PR #1562, opened 2019-07-23
Add rake as non-development dependency

ttrmw:
Rake is needed in any project requiring the gem, but is not in the
gemspec or Gemfileas a dependency. Most projects have it already, so I guess this
flew under the radar

This pull introduces/changes:
 * removes rake as development dependency
 * adds rake as a fully fledged dependency


klobuczek:
@ttrmw could you explain how rake is required at runtime? An analogous gem `activerecord` does not list it as runtime dependency either. Maybe we have differing interpretations of what runtime means.

PR #1584, opened 2020-01-22
Executing relationship callbacks on relationship deletion and respecting has_one constraint on relationship

amitsuryavanshi:
Fixes :
 - Respecting has_one constraint on relationships.

Introduces :  
- Only deleting relationships that needs to be deleted.
- Executing relationship callbacks on deletion of relationship

This pull introduces/changes:
 * Respecting has_one constraint on relationships
 `User.has_many :snaps` and `Snap.has_one :user` `user_1.snaps = [snap]` and now if we do `user_2.snaps = [snap]` then the relationship between `user_1` and `snap` will be deleted, earlier this relationship would be preserved and we would end up with two relationships from snap to user, which would violate  `Snap.has_one :user`

 * Only deleting relationships that needs to be deleted. 
Given `User.has_many :snaps` and `user.snaps = [snap_1]`. Now if we do `user.snaps = [snap_1, snap_2]` then the relationship between `user` and `snap_1` would not be deleted. Earlier this would delete relationship between `user` and `snap_1` and create again.

 * Executing relationship callbacks on deletion of relationship
`User.has_many :snaps, dependent: :delete` and `user.snaps = [snap_1]`. This dependent callback would be only executed when `user` is deleted. Now this callback would be executed when the relationship between `user` and `snap_1` is also deleted. eg. `user.snaps = [snap_2]` would also delete `snap_1`.

### DIFF
--- a/spec/e2e/association_proxy_spec.rb
+++ b/spec/e2e/association_proxy_spec.rb
@@ -398,16 +398,17 @@ describe 'Association Proxy' do
       end
     end
 
-    it 'raises error in case of inverse has_one rel is enforced' do
+    it 'deletes inverse has_one rel and does not call callbacks in inverse rel' do
       person3 = Person.create(name: '3')
       person2 = Person.create(name: '2', children: [person3])
       person1 = Person.create(name: '1', children: [person2])
       person1.update(children: [person2, person3.id])
 
       expect(person3.as(:p).parent.count).to eq(1)
+      expect{Person.find(person2.id)}.not_to raise_error Neo4j::ActiveNode::Labels::RecordNotFound
     end
 
-    it 'raises error in case of inverse has_one rel is enforced and two relationships with same type' do
+    it 'deletes rel in case of inverse has_one rel and two relationships with same type' do
       person1 = Person.create(name: 'person-1')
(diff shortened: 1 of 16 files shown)


spec/e2e/association_proxy_spec.rb
```diff
@@ -392,28 +398,22 @@ def deep_traversal(person)
...
-      Neo4j::Config[:enforce_has_one] = true
+    it 'deletes inverse has_one rel and does not call callbacks in inverse rel' do
       person3 = Person.create(name: '3')
       person2 = Person.create(name: '2', children: [person3])
       person1 = Person.create(name: '1', children: [person2])
-      expect { person1.update(children: [person2, person3.id]) }.to raise_error(Neo4j::ActiveNode::HasN::HasOneConstraintError)
+      person1.update(children: [person2, person3.id])
+
+      expect(person3.as(:p).parent.count).to eq(1)
+      expect{Person.find(person2.id)}.not_to raise_error Neo4j::ActiveNode::Labels::RecordNotFound
```
klobuczek: this is a trivial codeclimate issue. Aren't you using any formatter?

PR #1603, opened 2020-05-05
Allow specify column(s) to touch

JacobGalati:
Fixes #

This pull introduces/changes:
 * Implementing similar `touch` functionality to [ActiveRecord ](https://apidock.com/rails/ActiveRecord/Timestamp/touch)
 * Allows specifying column(s) to touch in addition to `updated_at`.
 * If no attributes are passed, it will simply touch `updated_at`

### DIFF
--- a/lib/active_graph/shared/callbacks.rb
+++ b/lib/active_graph/shared/callbacks.rb
@@ -30,7 +30,7 @@ module ActiveGraph
         raise
       end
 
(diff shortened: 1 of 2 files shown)


JacobGalati:
ActiveRecord's `touch` does not trigger `update` callbacks, but ActiveGraph does. 
I was considering changing that as well, but that would introduce backwards compatibility issues.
────────────────────
(Instructions to follow): Go through the material and say how many lines include "children". The number alone will do.

(Answer for this exercise): 7